November 7, 2022
One of the most common temporary pump applications is water removal on construction sites. Water can be encountered while working at the job site foundation, or during infrastructure installation when developing new residential or industrial areas.
There are many ways to set up the equipment in a pump application, all of them have two vital elements in common. Dewatering pumps downtime can cause severe safety problems and impact the productivity of all contractors on site. The second element comes with an unpredictable cost increase. More important than ever, high-performance pump manufacturers are looking into solutions to minimize equipment downtime and deliver higher productivity.
How to select the right dewatering pump? Usually, dewatering pumps are sized and selected based on specific application parameters related to the suction lift, static discharge head, required flow rates, and the hose/pipe setup. Often this sizing criteria becomes redundant since the on-site situation deviates from its initial parameters.
When operators do not have the technical documentation at hand to review, and the dewatering pump is working on its Recommended Operating Range (ROR), a set of pressure gauges can give them a reference. Operation outside the ROR can cause pump malfunction, excessive wear, and inefficiencies.
A vacuum gauge located on the suction port of the pump (with the pump primed but not running) indicates the inlet pressure. It means the vertical suction lift value. With the pump running, the gauge helps determine the actual friction losses are in the suction line.
The discharge pressure gauge indicates the pressure required to overcome the static discharge head and friction losses, occurring while water travels through the pumping system. The sum of suction lift, discharge head, and all friction losses are the Total Dynamic Head (TDH). TDH and the known flow rate represent the duty point of the pump system.
Tip of the trade: Know the duty point by reading the vacuum and pressure gauge values and the dewatering pump speed to understand if you are working in the recommended operating range. It will avoid malfunction and downtime, and it saves operating costs.
Another challenge is finding the right pump to avoid clogging while dewatering a construction site. It means that large pieces enter the dewatering pump volute but do not exit and cause inadequate flow rates. These situations often occur when the recommended suction strainer is not installed. Quick response is crucial to remedy the situation.
The first action point is to remove all pieces that hinder the flow through the entire pump system. A pump’s swing door, if applicable, allows easy access to pump wear components to remove the obstacles safely. Remember always that a suction strainer installation is highly recommended to avoid clogging.
The ideal suction strainer has a total open area five times larger than the open area of the suction line itself, is robust of construction, and is corrosion resistant. High-performance pumps with smart design features always facilitate dewatering applications.
“How long can the pump run dry?” is a frequently asked question that needs to be broken down into some clarifying topics before there is a qualified answer. Dry running describes the condition of a pump in operation without liquid or the media to be pumped.
The author here recommends having the liquid flowing inside the pump. Flowing liquid helps cool down parts impacted by friction and heat generation. Furthermore, it also lubricates the mechanical seal.

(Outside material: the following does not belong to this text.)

PR #213, opened 2023-06-21
Move stnode into a sub-package

WilliamJamieson:
This PR moves `stnode` into a sub-package and then splits module apart into separate modules each handling one part of the functionality of `stnode`. In addition to the split, I have adjusted the names of some of the private functions and added further documentation of stnode. Hopefully, the split of responsibilities combined with the additional inline code documentation will make `stnode` easier to maintain.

A better question to ask instead of the opening question is, “Can we maintain a dry work area without running the pump dry?” Dry running is the condition of a pump in operation without liquid or the media to be pumped. A simple way to avoid dry running is by installing a level regulation system. The so-called “auto-start mode” will operate the pump based on the required level and behavior.
Let’s look at an example. In the case of operating a high flow centrifugal dry prime pump with a 74-horsepower (hp) diesel-powered engine at 1600 rotations per minute (rpm), the engine consumes an average of 2.65 liters (0.7 gallons) of diesel fuel per hour at no load or no pumping condition. Now, 7.9 liters (2.1 gallons) of diesel fuel can be saved daily, assuming that the pump is required to operate only 9 out of 12 hours per shift. A reduction of three operating hours per day will also extend the 500-hour engine service by three weeks.
Operating the pump only when required will come with many benefits such as daily fuel savings, the extension of the maintenance interval with direct savings in service expenditures, and the reduction of the carbon footprint and extension of a lifetime for various components.
Discover how to maximize cost savings in the next dewatering solution by minimizing downtime. Avoid downtime by knowing the optimal operating conditions and using pressure readings to troubleshoot the system. When there is machine downtime, return to operation requires fast response and, ideally, smart product features to solve the situation.
Finally, there are further potential cost savings by ensuring that the equipment only operates when required. Fuel and maintenance expenditures are a direct positive impact. Moreover, components' lifetime can also be extended, and the use of fossil fuels can be reduced.